(Problem): Retype all of the data that follows, line for line.

┌─ Supplied records

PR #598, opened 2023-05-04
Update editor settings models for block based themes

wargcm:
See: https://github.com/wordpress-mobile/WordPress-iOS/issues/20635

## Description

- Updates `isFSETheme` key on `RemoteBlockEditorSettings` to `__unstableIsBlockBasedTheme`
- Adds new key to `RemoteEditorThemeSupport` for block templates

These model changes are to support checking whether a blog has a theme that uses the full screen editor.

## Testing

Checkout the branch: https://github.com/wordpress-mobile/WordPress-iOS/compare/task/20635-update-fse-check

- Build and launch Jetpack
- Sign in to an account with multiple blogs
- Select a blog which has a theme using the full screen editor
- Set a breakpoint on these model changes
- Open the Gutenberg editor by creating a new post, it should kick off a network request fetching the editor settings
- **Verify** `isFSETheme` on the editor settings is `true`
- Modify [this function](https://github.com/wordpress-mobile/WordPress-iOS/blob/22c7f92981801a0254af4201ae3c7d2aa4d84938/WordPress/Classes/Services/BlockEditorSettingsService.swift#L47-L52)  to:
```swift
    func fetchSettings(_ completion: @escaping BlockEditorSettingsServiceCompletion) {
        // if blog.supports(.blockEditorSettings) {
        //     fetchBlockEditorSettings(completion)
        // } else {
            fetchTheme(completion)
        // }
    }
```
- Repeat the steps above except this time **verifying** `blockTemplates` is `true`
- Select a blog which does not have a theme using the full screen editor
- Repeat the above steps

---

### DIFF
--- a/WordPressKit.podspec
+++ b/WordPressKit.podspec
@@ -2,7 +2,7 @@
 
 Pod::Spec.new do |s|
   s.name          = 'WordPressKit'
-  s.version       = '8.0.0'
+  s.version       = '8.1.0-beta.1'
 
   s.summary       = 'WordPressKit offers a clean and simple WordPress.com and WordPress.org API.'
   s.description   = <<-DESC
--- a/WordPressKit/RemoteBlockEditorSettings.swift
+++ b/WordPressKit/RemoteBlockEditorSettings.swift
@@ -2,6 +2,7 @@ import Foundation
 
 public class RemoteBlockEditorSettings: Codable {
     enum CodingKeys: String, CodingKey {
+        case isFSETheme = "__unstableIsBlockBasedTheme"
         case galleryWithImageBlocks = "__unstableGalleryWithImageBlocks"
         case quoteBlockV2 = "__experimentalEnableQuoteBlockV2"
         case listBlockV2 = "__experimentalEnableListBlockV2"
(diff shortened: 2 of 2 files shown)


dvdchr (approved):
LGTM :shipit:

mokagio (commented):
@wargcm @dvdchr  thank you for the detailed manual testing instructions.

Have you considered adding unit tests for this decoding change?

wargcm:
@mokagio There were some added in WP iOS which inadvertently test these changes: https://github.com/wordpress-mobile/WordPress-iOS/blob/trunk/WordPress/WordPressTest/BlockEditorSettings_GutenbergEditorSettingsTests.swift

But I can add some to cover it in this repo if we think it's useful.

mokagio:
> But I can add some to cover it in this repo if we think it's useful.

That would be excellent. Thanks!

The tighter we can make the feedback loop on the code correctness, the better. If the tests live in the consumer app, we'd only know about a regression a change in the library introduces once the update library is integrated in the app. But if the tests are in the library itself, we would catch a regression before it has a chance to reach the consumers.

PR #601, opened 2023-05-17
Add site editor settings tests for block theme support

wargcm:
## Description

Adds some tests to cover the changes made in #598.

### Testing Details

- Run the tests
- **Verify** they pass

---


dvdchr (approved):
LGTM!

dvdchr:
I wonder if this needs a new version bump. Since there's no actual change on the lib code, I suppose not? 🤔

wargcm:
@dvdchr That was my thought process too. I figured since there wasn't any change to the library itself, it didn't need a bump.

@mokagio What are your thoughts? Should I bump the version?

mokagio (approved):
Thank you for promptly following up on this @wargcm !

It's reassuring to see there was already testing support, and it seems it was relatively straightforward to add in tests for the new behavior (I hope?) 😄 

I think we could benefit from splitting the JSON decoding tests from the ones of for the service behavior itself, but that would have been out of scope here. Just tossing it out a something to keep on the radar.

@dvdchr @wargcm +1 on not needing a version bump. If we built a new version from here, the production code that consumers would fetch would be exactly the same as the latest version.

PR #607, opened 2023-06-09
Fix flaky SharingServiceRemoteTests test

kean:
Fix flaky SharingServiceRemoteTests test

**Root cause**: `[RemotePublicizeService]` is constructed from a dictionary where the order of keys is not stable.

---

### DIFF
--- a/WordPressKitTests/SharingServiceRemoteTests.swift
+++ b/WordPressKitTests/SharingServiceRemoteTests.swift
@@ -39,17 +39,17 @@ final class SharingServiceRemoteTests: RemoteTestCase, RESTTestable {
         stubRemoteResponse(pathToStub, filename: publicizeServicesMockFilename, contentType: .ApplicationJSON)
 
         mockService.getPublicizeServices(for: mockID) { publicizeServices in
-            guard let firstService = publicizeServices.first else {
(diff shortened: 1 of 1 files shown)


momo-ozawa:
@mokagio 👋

└─

(Response):
PR #598, opened 2023-05-04
Update editor settings models for block based themes

wargcm:
See: https://github.com/wordpress-mobile/WordPress-iOS/issues/20635

## Description

- Updates `isFSETheme` key on `RemoteBlockEditorSettings` to `__unstableIsBlockBasedTheme`
- Adds new key to `RemoteEditorThemeSupport` for block templates

These model changes are to support checking whether a blog has a theme that uses the full screen editor.

## Testing

Checkout the branch: https://github.com/wordpress-mobile/WordPress-iOS/compare/task/20635-update-fse-check

- Build and launch Jetpack
- Sign in to an account with multiple blogs
- Select a blog which has a theme using the full screen editor
- Set a breakpoint on these model changes
- Open the Gutenberg editor by creating a new post, it should kick off a network request fetching the editor settings
- **Verify** `isFSETheme` on the editor settings is `true`
- Modify [this function](https://github.com/wordpress-mobile/WordPress-iOS/blob/22c7f92981801a0254af4201ae3c7d2aa4d84938/WordPress/Classes/Services/BlockEditorSettingsService.swift#L47-L52)  to:
```swift
    func fetchSettings(_ completion: @escaping BlockEditorSettingsServiceCompletion) {
        // if blog.supports(.blockEditorSettings) {
        //     fetchBlockEditorSettings(completion)
        // } else {
            fetchTheme(completion)
        // }
    }
```
- Repeat the steps above except this time **verifying** `blockTemplates` is `true`
- Select a blog which does not have a theme using the full screen editor
- Repeat the above steps

---

### DIFF
--- a/WordPressKit.podspec
+++ b/WordPressKit.podspec
@@ -2,7 +2,7 @@
 
 Pod::Spec.new do |s|
   s.name          = 'WordPressKit'
-  s.version       = '8.0.0'
+  s.version       = '8.1.0-beta.1'
 
   s.summary       = 'WordPressKit offers a clean and simple WordPress.com and WordPress.org API.'
   s.description   = <<-DESC
--- a/WordPressKit/RemoteBlockEditorSettings.swift
+++ b/WordPressKit/RemoteBlockEditorSettings.swift
@@ -2,6 +2,7 @@ import Foundation
 
 public class RemoteBlockEditorSettings: Codable {
     enum CodingKeys: String, CodingKey {
+        case isFSETheme = "__unstableIsBlockBasedTheme"
         case galleryWithImageBlocks = "__unstableGalleryWithImageBlocks"
         case quoteBlockV2 = "__experimentalEnableQuoteBlockV2"
         case listBlockV2 = "__experimentalEnableListBlockV2"
(diff shortened: 2 of 2 files shown)


dvdchr (approved):
LGTM :shipit:

mokagio (commented):
@wargcm @dvdchr  thank you for the detailed manual testing instructions.

Have you considered adding unit tests for this decoding change?

wargcm:
@mokagio There were some added in WP iOS which inadvertently test these changes: https://github.com/wordpress-mobile/WordPress-iOS/blob/trunk/WordPress/WordPressTest/BlockEditorSettings_GutenbergEditorSettingsTests.swift

But I can add some to cover it in this repo if we think it's useful.

mokagio:
> But I can add some to cover it in this repo if we think it's useful.

That would be excellent. Thanks!

The tighter we can make the feedback loop on the code correctness, the better. If the tests live in the consumer app, we'd only know about a regression a change in the library introduces once the update library is integrated in the app. But if the tests are in the library itself, we would catch a regression before it has a chance to reach the consumers.

PR #601, opened 2023-05-17
Add site editor settings tests for block theme support

wargcm:
## Description

Adds some tests to cover the changes made in #598.

### Testing Details

- Run the tests
- **Verify** they pass

---


dvdchr (approved):
LGTM!

dvdchr:
I wonder if this needs a new version bump. Since there's no actual change on the lib code, I suppose not? 🤔

wargcm:
@dvdchr That was my thought process too. I figured since there wasn't any change to the library itself, it didn't need a bump.

@mokagio What are your thoughts? Should I bump the version?

mokagio (approved):
Thank you for promptly following up on this @wargcm !

It's reassuring to see there was already testing support, and it seems it was relatively straightforward to add in tests for the new behavior (I hope?) 😄 

I think we could benefit from splitting the JSON decoding tests from the ones of for the service behavior itself, but that would have been out of scope here. Just tossing it out a something to keep on the radar.

@dvdchr @wargcm +1 on not needing a version bump. If we built a new version from here, the production code that consumers would fetch would be exactly the same as the latest version.

PR #607, opened 2023-06-09
Fix flaky SharingServiceRemoteTests test

kean:
Fix flaky SharingServiceRemoteTests test

**Root cause**: `[RemotePublicizeService]` is constructed from a dictionary where the order of keys is not stable.

---

### DIFF
--- a/WordPressKitTests/SharingServiceRemoteTests.swift
+++ b/WordPressKitTests/SharingServiceRemoteTests.swift
@@ -39,17 +39,17 @@ final class SharingServiceRemoteTests: RemoteTestCase, RESTTestable {
         stubRemoteResponse(pathToStub, filename: publicizeServicesMockFilename, contentType: .ApplicationJSON)
 
         mockService.getPublicizeServices(for: mockID) { publicizeServices in
-            guard let firstService = publicizeServices.first else {
(diff shortened: 1 of 1 files shown)


momo-ozawa:
@mokagio 👋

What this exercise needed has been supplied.